Share examples of how your organization implements their social media policies.

Sunday, February 2, 2014

Technological Advances to Grieving and Closure

     Losing people we love is never easy. Since the advent of video cameras, families have used televisions to display streams of memories during wakes and memorial services. Often accompanied by picture boards, mourners had a way to remember times, places, and experiences of their loved one. Complicated by distance, illness, or finances, some mourners never get the chance to say goodbye in this way. Grieving the loss of a loved one can be complicated. While technology is not new to the field of grief, we are now exploring more digital options connected to technology allowing for client centered grieving options.

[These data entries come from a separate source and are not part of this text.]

PR #16461, opened 2019-08-25
[interp] Non-recursive interpreter

vargaz:

PR #16464, opened 2019-08-25
[interp] Conserve stack in leave.

jaykrell:
And free up some space for other opcodes (e.g. enum_hasflag).

This should be more effective than https://github.com/mono/mono/pull/16357.
This turns child_frame into a union that can be *carefully* reused in non-recursive paths for locals.

### DIFF
--- a/mono/mini/interp/interp.c
+++ b/mono/mini/interp/interp.c
@@ -3251,7 +3251,14 @@ mono_interp_store_remote_field_vt (InterpFrame* frame, const guint16* ip, stackv
 static void
 interp_exec_method_full (InterpFrame *frame, ThreadContext *context, FrameClauseArgs *clause_args, MonoError *error)
 {
-	InterpFrame child_frame;
+	union {
+		InterpFrame child_frame;
+		struct {
+			GSList *old_list;
+			guint32 ip_offset;
+		} leave;
+	} u;
+	InterpFrame* const child_frame = &u.child_frame;
 	GSList *finally_ips = NULL;
 	const guint16 *endfinally_ip = NULL;
 	const guint16 *ip = NULL;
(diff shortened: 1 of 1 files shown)


lewurm:
that's a bit too clever imho. is it really worth it?

jaykrell:
Imho yes.

Most opcodes do not use child_frame, but they all kinda pay for it.
That space might as well be repurposed.


It is somewhat "important" and clear distinction in the code, once you study it a bit.

1. leave gets in the way of "everything else".
It is kinda the most complicated opcode, with its heavy use and mutation of locals and several exit conditions.

2. This can be used a bit more, like for enum_hasflag
 and maybe others that I outlined.

Or else https://github.com/mono/mono/pull/16461.
 Which obviates a lot, but not all, of my changes.
 
Or else, the recursive/nonrecursive split.
 I think w/o that split I can get to 0x98 (https://github.com/mono/mono/pull/16457)
 Or maybe 0x88 bytes w/ the split -- which granted is a heavy price,
 but I'll try it, maybe get lower.
 but again #16461 pretty much obviates everything else, except small code quality fixes.

BrzVlad:
@jaykrell Does this save two stack slots ? Is child_frame pointer allocated into a stack_slot or is the structure referenced directly from frame base pointer offset ?

BrzVlad:
I was wondering if when doing _child_frame->field1_, _child_frame->field2_ the compiler loads it through _mov rbp(offset1)_, _mov rbp(offset2)_  directly or it first loads the child_frame pointer from local variable (_mov rbp(child_frame_ptr_offset), rax_; _mov rax(field1_offset)_, _mov _rax(field2_offset)_). Or I'm asking if a stack_slot (local) is allocated for child_frame*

     Virtual attendance at a wake or funeral can allow people who may not be able to attend, but wish to say goodbye, the opportunity for closure. Skype or other live streaming programs can allow for multiple possibilities. Many funeral homes are opening up digital options, for a cost. Another way to enable this feature is for people with smart phones at the funeral to ask the director for their Wi-Fi password enabling Skype or Face time on their phones. This may offer a low cost option to those which cannot afford the funeral home’s expensive offer.
     Facebook has an option to memorialize accounts when people are deceased. Hearing from people who still have access to their loved one’s account, the response has been positive. The clients I have go back to look at their loved one’s pictures and write on their “wall” when special events or holidays occur. They see other posts and feel as if people still care. In a very basic way these people are mourning as a group.
     Online books can be created at sites such as This company works with newspapers to create an online obituary. People can create a memorial site with pictures and create a guest book. The messages left on the site can be made into a book.  Family and friends can not only search by name, but by memorial sites based upon categories (i.e. decades, universities, firefighters, etc.) The site even offers resources for grief support. 

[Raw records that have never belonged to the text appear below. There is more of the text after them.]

PR #16467, opened 2019-08-26
[draft] Make each dynamic codeman its own mass-destroyed heap.

jaykrell:
This seems reasonable but something like this was crashing before.
I suspect this is hitting a use after free bug, but finding it going to be onerous given the Windows build situation.


jaykrell:
This should work. That it doesn't, suggests a problem elsewhere. Needs debugging.

akoeplinger:

PR #16468, opened 2019-08-26
CodeManager cleanup.

jaykrell:
- Chunks do not need flags, only codemanagers do.
 - Sort by size to minimize padding for alignment.
 - Booleans only need one bit.
 - Chunk is not spelled chunck.
 - Suggest foo accessors be named foo() and set_foo(), not get_foo() and set_foo().
   i.e. the more common "get" is implied.
- Allow free(0) w/o initialization.


jaykrell:
@monojenkins build failed

jaykrell:
@monojenkins build failed

PR #16470, opened 2019-08-26
[draft] Cleanup arm64 SeqPointInfo.

jaykrell:


jaykrell:
Hm, just for cross builds to get the offset. Will revisit.

PR #16471, opened 2019-08-26
Fix assert in x86_patch regarding second byte of Jcc instructions being 0x80-0x8F vs. 0x70-0x8F (6byte conditional branch with 32bit offset).

jaykrell:


BrzVlad:
this really needs an explanation

BrzVlad:
@monojenkins build failed

PR #16474, opened 2019-08-26
Cleanup x86_patch and amd64_patch.

jaykrell:
amd64_patch has two incorrect looking probably unused cases.
 g_assert(0) and fix them.
 call and jmp indirect (one case)
 move reg RIP relative

x86_patch is large-ish inline macro.
Presumably for sharing with amd64, not inlining.
Restructure as an inline function, called once.
Try to make the code a little clearer also, with same functionality and efficiency
 (modulo the optimized perf of "if i == 4" vs. "if i")
i.e. speak of instruction_size and offset_size, not pos and boolean size.

Add to x86_patch the ability to patch jmp/call indirect,
as amd64_patch has, but which was incorrect.
This would seem useful for a later change (using "thunks"
to patch nearby data instead of patching aligned instructions,
indirect call/jmp vs. direct).

amd64_patch largely delegates to x86_patch.
One case asserts and delegates.
Move the assert to the x86 side, where an optimizing
compiler should know to remove it for x86 anyway.

Change some assert to g_assert.

Remove some unnecessary casts.

Fix an assert (https://github.com/mono/mono/pull/16471).

### DIFF
--- a/mono/arch/x86/x86-codegen.h
+++ b/mono/arch/x86/x86-codegen.h
@@ -359,29 +359,65 @@ typedef union {
  * the instruction is inspected for validity and the correct displacement
  * is inserted.
  */
-#define x86_patch(ins,target)	\
-	do {	\
-		unsigned char* pos = (ins) + 1;	\
-		int disp, size = 0;	\
-		switch (*(unsigned char*)(ins)) {	\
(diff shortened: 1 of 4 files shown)


jaykrell:
ARMv7 crashed in csc.

jaykrell:
@monojenkins build failed

jaykrell:
@monojenkins build failed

     Options for grief support are changing rapidly. Sofka, Cupit, and Gilbert (2012) have created a book of collected works called “Dying, Death, and Grief in an Online Universe: For Counselors and Educators." This book explores how technology has transformed how people grieve. There is relevant information on ethical considerations, the digital divide, support networks, and education around grief and death. Understanding these resources can help our clients grieve in traditional and non-traditional ways. How have you used some of these resources with your clients?

(2012). C. Sofka, I. Cupit & K. Gilbert (Eds.), Dying, Death, and Grief in an Online Universe: For Counselors and Educators New York: Springer Publishing Company, LLC.